Tja Alex,die Wahrheit tut manchmal weh.


Gruß

Atlas


----------



## Bergradlerin (1. November 2009)

atlas schrieb:


> die Wahrheit



Es gibt sicher so viele Wahrheiten, wie es Menschen gibt, die sie wahrnehmen (und artikulieren) können...

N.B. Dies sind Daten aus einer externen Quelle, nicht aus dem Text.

PR #570, opened 2015-11-13
test with and without local cache

grosser:
@mperham @petergoldstein

a preview of what I have in mind to tighten local cache testing, looks good ? -> I'll convert more tests and kick out the standalone LocaleCache tests

decided against using something that is inside the testcase so that you can dig into a specific issue with `ruby xxx_test.rb -n 'bla bla with LocaleCache'`

### DIFF
--- a/test/test_active_support.rb
+++ b/test/test_active_support.rb
@@ -9,6 +9,23 @@ class MockUser
 end
 
 describe 'ActiveSupport::Cache::DalliStore' do
+  # with and without local cache
+  def self.it_with_and_without_local_cache(message, &block)
+    it "#{message} with LocalCache" do
+      with_cache do
+        @dalli.with_local_cache do
+          instance_eval(&block)
+        end
+      end
+    end
+
+    it "#{message} without LocalCache" do
+      with_cache do
+        instance_eval(&block)
+      end
+    end
+  end
+
   describe 'active_support caching' do
     it 'has accessible options' do
       with_cache :expires_in => 5.minutes, :frob => 'baz' do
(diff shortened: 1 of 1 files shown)


test/test_active_support.rb
```diff
@@ -9,6 +9,23 @@ def cache_key
...
+    it "#{message} with LocaleCache" do
+      with_cache do
+        @dalli.with_local_cache do
+          instance_eval(&block)
+        end
+      end
+    end
+
+    it "#{message} without LocaleCache" do
+      with_cache do
```
petergoldstein: Looks like there's a typo in these two messages - 'LocaleCache'.  Plus I'm not really nuts about the method name - very obscure.  Can you come up with something clearer, although potentially more verbose?

grosser: `it_with_and_without_locale_cache` ?

petergoldstein: `it_with_and_without_local_cache` (same typo) would certainly be clearer.

grosser: dammit ... I do this typo way too often ... working to much in i18n ;D

grosser:
updated all that made sense and did not fail

grosser:
best viewed [without whitespace](https://github.com/mperham/dalli/pull/570/files?w=1)

grosser:
@petergoldstein

grosser:
@petergoldstein does this look good ?

grosser:
@mperham @petergoldstein can you please review this ?

petergoldstein:
@grosser Conceptually this seems fine.  If you'd like to work it into a full PR I'd be happy to take a look.  Thanks!

grosser:
I think it's done now, all tests converted that are make sense to run with and without.

petergoldstein:
Thanks!

PR #528, opened 2015-03-24
Log retryable errors with 'warn'

phrinx:

PR #578, opened 2015-12-07
Shift logging to warn level.

petergoldstein:


petergoldstein:
Implements the same change as PR #528

Issue #526, opened 2015-03-17
Remove custom binary search in Ring


mperham:
Ruby 2.0 added Array#bsearch.  Dalli 3.0 could remove 1.9.x support and start using that method instead.

PR #589, opened 2015-12-16
Refactor Ring

nateberkopec:
Unless there is some plugin or other infrastructure that somehow extends Dalli::Server::Ring, we can greatly simplify the included code.

In any case, I don't see why re-implementing `bsearch` is necessary, maybe I missed something or am missing context. This version performs equally to the previous.

The continuum is now sorted in *descending* rather than *ascending* value order - not sure if anyone is depending on that.

### DIFF
--- a/lib/dalli/ring.rb
+++ b/lib/dalli/ring.rb
@@ -12,15 +12,15 @@ module Dalli
       @continuum = nil
       if servers.size > 1
         total_weight = servers.inject(0) { |memo, srv| memo + srv.weight }
-        continuum = []
+        @continuum = []
         servers.each do |server|
           entry_count_for(server, servers.size, total_weight).times do |idx|
             hash = Digest::SHA1.hexdigest("#{server.name}:#{idx}")
             value = Integer("0x#{hash[0..7]}")
-            continuum << Dalli::Ring::Entry.new(value, server)
+            @continuum << { value: value, server: server }
           end
         end
-        @continuum = continuum.sort { |a, b| a.value <=> b.value }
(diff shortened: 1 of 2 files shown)


lib/dalli/ring.rb
```diff
@@ -31,8 +31,8 @@ def server_for_key(key)
       if @continuum
         hkey = hash_for(key)
         20.times do |try|
-          entryidx = binary_search(@continuum, hkey)
-          server = @continuum[entryidx].server
+          entry = @continuum.bsearch { |h| h[:value] <= hkey } || @continuum.last
```
nateberkopec: This `|| @continuum.last` hack is weird - try removing it and seeing which tests fail. I think I messed up my implementation here somehow.

petergoldstein:
@nateberkopec Thanks for the contributions this morning.  Appreciate it.

Regarding this one in particular, there's an implementation of bsearch (rather than using the method on Ruby) because of a Ruby 1.9.3 compatibility requirement for the Sidekiq 2.7.x set of releases.  The tracked issue is #526 .

I'm expecting Dalli::Ring to get a lot of rewriting during the run up to 3.0, to support pluggable algorithms, etc.  And eliminating the custom bsearch will be part of that, as support for 1.9.3 is dropped.

Given the above, I'm not sure it makes sense to merge in this change now, outside of the work done for the larger context.

nateberkopec:
> because of a Ruby 1.9.3 compatibility requirement for the Sidekiq 2.7.x set of releases

Aha, knew it was too obvious a change!

PR #594, opened 2016-01-25
Allow Dalli::Client#incr and #decr to take negative numbers

mwpastore:
A simple patch to reroute `incr` to `decr` and `decr` to `incr` when negative increments are encountered.

### DIFF
--- a/lib/dalli/client.rb
+++ b/lib/dalli/client.rb
@@ -161,7 +161,6 @@ module Dalli
 
     ##
     # Incr adds the given amount to the counter on the memcached server.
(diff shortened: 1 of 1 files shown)


petergoldstein:
I'm inclined not to merge this.  We'd be changing the contracts of public methods, for little to no real benefit.

As a general rule a caller should know whether the value being passed to increment or decrement is positive or negative.  And if the caller really wants this behavior then they can wrap incr and decr in their own methods.

mwpastore:
Fair enough. I ended up doing just that where I needed it. Thanks Peter.

PR #597, opened 2016-02-01
Add #cas! method that yields whether or not the key exists

mwpastore:
Looking for a variant of the #cas method that yields to the block whether or not the key already exists. This is to avoid having to do things like:

```ruby
result = dc.cas(key) { |oldvalue| newvalue }
result = dc.add(key, newvalue) if result.nil?
```

Thanks in advance.

### DIFF
--- a/lib/dalli/client.rb
+++ b/lib/dalli/client.rb
@@ -107,13 +107,19 @@ module Dalli
     # - nil if the key did not exist.
     # - false if the value was changed by someone else.
     # - true if the value was successfully updated.
-    def cas(key, ttl=nil, options=nil)
-      (value, cas) = perform(:cas, key)
-      value = (!value || value == 'Not found') ? nil : value
-      if value
-        newvalue = yield(value)
-        perform(:set, key, newvalue, ttl_or_default(ttl), cas, options)
-      end
+    def cas(key, ttl=nil, options=nil, &block)
+      cas_core(key, false, ttl, options, &block)
+    end
+
+    ##
+    # like #cas, but will yield to the block whether or not the value
+    # already exists.
+    #
+    # Returns:
+    # - false if the value was changed by someone else.
+    # - true if the value was successfully updated.
+    def cas!(key, ttl=nil, options=nil, &block)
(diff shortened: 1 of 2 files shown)


petergoldstein:
So I haven't given this PR any kind of detailed review yet, but at a minimum it appears that the code is being added in the wrong place.  CAS related code should be in lib/dalli/cas/client.rb

mwpastore:
Hi Peter, Dalli::Client#cas is located in lib/dalli/client.rb so I added #cas! there for consistency. Would you like me to move both methods to lib/dalli/cas/client.rb if that's the correct location for them?

petergoldstein:
Actually I think you're right - my apologies.  I'll take a look at the PR sometime this week.

mwpastore:
Sounds good. Thank you!

petergoldstein:
Two quick pieces of feedback:

1. This PR needs specs.  You've added functionality, but no corresponding tests.  See the 'support the cas operation' section in `test/test_dalli.rb` for the `cas` method tests.  You should add similar tests for`cas!`, and ensure that you specifically test the difference in behavior between the two methods.

2. This PR introduces a lot of code duplication which should be pulled out into a common (private) method.  Something like:

```
def cas(key, ttl=nil, options=nil)
  cas_core(key, false, ttl, options)
end

def cas!(key, ttl=nil, options=nil)
  cas_core(key, true, ttl, options)
end

private

def cas_core(key, always_set, ttl=nil, options=nil)
  (value, cas) = perform(:cas, key)
  value = (!value || value == 'Not found') ? nil : value
  return if value.nil? && !always_set
  newvalue = yield(value)
  perform(:set, key, newvalue, ttl_or_default(ttl), cas, options)
end

```

Feel free to alter the above as you wish, but I think that represents the general idea.

mwpastore:
Ah, excellent feedback. Thanks Peter. I made the changes as suggested and added a test.

petergoldstein:
Thanks!

mwpastore:
Thanks Peter!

Ich finde gut und richtig, sich selbst (!) Ziele zu setzen und alles zu tun, sie auch zu erreichen - und natürlich auch, entsprechende Motivationshilfen in Anspruch zu nehmen. Ich selbst tu´ mit meinem Blog ja auch nichts anderes. Ob es uns objektiv weiterbringt? Ich denke, das kann man nur für sich selbst beurteilen. Und damit ist es auch schon subjektiv und lässt keine Kritik mehr zu.


----------



## MTB-News.de




----------



## atlas (1. November 2009)

Bergradlerin schrieb:


> Es gibt sicher so viele Wahrheiten, wie es Menschen gibt, die sie wahrnehmen (und artikulieren) können...
> 
> Ich finde gut und richtig, sich selbst (!) Ziele zu setzen und alles zu tun, sie auch zu erreichen - und natürlich auch, entsprechende Motivationshilfen in Anspruch zu nehmen. Ich selbst tu´ mit meinem Blog ja auch nichts anderes. Ob es uns objektiv weiterbringt? Ich denke, das kann man nur für sich selbst beurteilen. Und damit ist es auch schon subjektiv und lässt keine Kritik mehr zu.



Hallo Gina

An und für sich hast du recht.
Aber:Wenn Alex sich im Forum so lange und oft präsentiert,dabei mit kleinen Erfolgen "um sich prahlt",bei großen Rückschlägen sich überwiegend in Ausreden flüchtet und dann die erbetenen Ratschläge ignoriert oder in Frage stellt mit dem Verweis auf seinen ach so analytisch geschulten Verstand (auf Grund seines Jobs,schrieb er),ja dann muß er auch mit immer unverhohlenerer Kritik leben.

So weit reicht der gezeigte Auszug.